Because now you can ask any question about Trump, Trumpism or anti-Trumpism except the existential ones, because the existential ones could lead him to stop calling in to your morning show and providing you with your highest-rated hour for free. You can't go meta on the perfect storm that has thrust up this Howard Beale of presidential candidates. You can't say, "Never mind the politics, what kind of man could boast on national television that he'd just raised $6 million for veterans' groups, then deny he'd ever said 6, then when told his boast is on tape demand that you play it for him, then make it impossible for you to play it for him?"

If he is scheduled to do 20 Trump town halls for you between now and the election, thus saving you about a month's worth of production costs for your average cable news show (a million or two, depending on how much you pay your meat puppet), you don't examine what's going on inside of a man who could first pretend to be his own media spokesman, then boast about his own sexual conquests in the third person, then admit the deception to a reporter, then again admit it on the legal record, then deny it on national television, then when pressed about it byThe Washington Post simply hang up the phone.
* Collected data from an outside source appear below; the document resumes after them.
Issue #1061, opened 2017-10-09
Class for handling models that do not request a username


ja-frog:
I am trying to create a class to retrieve the configuration for a Calix B6 device. These aren't prompting Oxidized for a username when it tries to sign into them, only a password. From reading #573, I gather that these can be handled by dropping the stanza for username from the class for the model. I tried this, as seen in the code below, but it still seems like it is waiting on a username. 

Would someone have time to provide some guidance?

Error message in server log: <IP> raised Oxidized::PromptUndetect with msg "Password:  not matching configured prompt (?-mix:^[\w .-]+(#|>) $)"

```ruby
class B6 < Oxidized::Model

  # Calix B6 Series

  prompt /^[\w .-]+(#|>) $/
  comment  '! '

  cmd 'show version' do |cfg|
    comment cfg
  end

  cmd 'show running-config'

  cfg :ssh do
    password /^Password:/
  end

  cfg :ssh do
    if vars:enable
      post_login do
        send "enable\n"
          cmd vars(:enable)
        end
      end
    post_login 'terminal length 0'
    pre_logout do
      send "exit\n"
      send "\n\n"
    end
  end

end
```

Fhajad:
SSH B6 should prompt you for a username (name: cli) regardless. Telnet just prompts for a password, skipping the username portion

ja-frog:
I'm sorry, I have been away for a while.

What you say is accurate when connecting from a standard telnet or SSH client. However, when I tail the debug log for Oxidized for a B6 I am only seeing a password prompt. I verified with a packet capture that Oxidized is indeed trying to connect with SSH and not telnet.

I tried turning off exec channels just in case that is the difference yet it had no impact.

laf:
Would you be able to put a device online for me to test?

Fhajad:
@ja-frog I'll try your class out on some of my blades to see if I get the same issue or not. What software version are you running for comparison sake? I'm in a mix of 8.0.30.0 and 8.0.40.0.

@laf I'll let you know if it fails for me as well, then I can provide a remote session for one from my lab. These devices are basically never on direct internet (They're POTs Blades, DSL/POTs, GPON FTTH, L2 Switches, TDM to MGCP, and active ethernet "switches"). Luckily they all backup the same.

ja-frog:
We are in the process of upgrading, so some are on 7.3.61.0 while others are running 8.0.30.0. I see the same behavior on both versions.

ja-frog:
[...]

PR #1266, opened 2018-04-09
#1061 Handling devices that only prompt for password via SSH

ja-frog:
For #1061 
An approach to handling devices that do not prompt for a username, only a password when connecting via ssh. The Calix B6 inspired this.


laf:
You might also need to rebase from master as the travis ci checks are currently failing.

laf:
@wk What do you think to this change?

wk:
This looks like an improvement that should not have any side effects.

In the broader context, it might be desirable to also handle the case where a username prompt has been configured and observed, but resulted in a successful login immediately after the username was sent without being subsequently prompted for a password. It might also make sense to see if standardizing on the same logic both here and in `telnet.rb` is possible.

ytti:
Or maybe rather:

```ruby
    def login
      match_re = [ @node.prompt ]
      match_re << @username if @username
      match_re << @password if @password
      match = expect match_re
      until match == @node.prompt
        cmd(@node.auth[:username], nil) if match == @username
        cmd(@node.auth[:password], nil) if match == @password
        match = expect match_re
      end
    end
```

To honour stated desire in model, so that we don't even try to do passowrd/user if they are not asked in model, to avoid working with broken models.

laf:
@ja-frog Mind adding the above in to this PR and give it a test, I'll do another test once it's ready.

ytti:
Anyone able to test this? I have exactly zero devices which use SSH but authenticate terminal. Pong @ja-frog

ja-frog:
I should be able to try this out tomorrow.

I miss him because he's right. The American media complex is completely and utterly in bed with Donald Trump. They may loathe his politics, but he is feeding them far too much revenue right now for any of them to risk being "cut off" from access. If Trump were to make good on a threat to ban one of the major networks, their news division would take the blame from their corporate leadership for costing the overall network millions in ad revenue.

This is why it's okay to demonize Hillary Clinton--she doesn't bring them buckets full of cash and clicks and ratings points. She merely brings substance and actual ideas and experience. In America today, none of that's worth a damned thing when you're chasing the last dollar blowing through town.